Source data Start Marker

PR #755, opened 2024-12-09
Use -c when running the beforeCleanup shell command

ygalblum:
## Type of change

- [x] Bug fix

## Description

In order to run a shell script using `/bin/sh` the `-c` flag should be used


ygalblum:
I'm closing this PR because I have a broader fix that allows running scripts also from the embedded filesystem. The fix depends on other PRs, so I will open a PR for it once its dependencies are merged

Source data End Marker

*Instructions to follow*.
Starting at the line that holds "- [x] Bug fix", set down each line exactly through the last line of the records above, and no others.

*Answer space*.
- [x] Bug fix

## Description

In order to run a shell script using `/bin/sh` the `-c` flag should be used


ygalblum:
I'm closing this PR because I have a broader fix that allows running scripts also from the embedded filesystem. The fix depends on other PRs, so I will open a PR for it once its dependencies are merged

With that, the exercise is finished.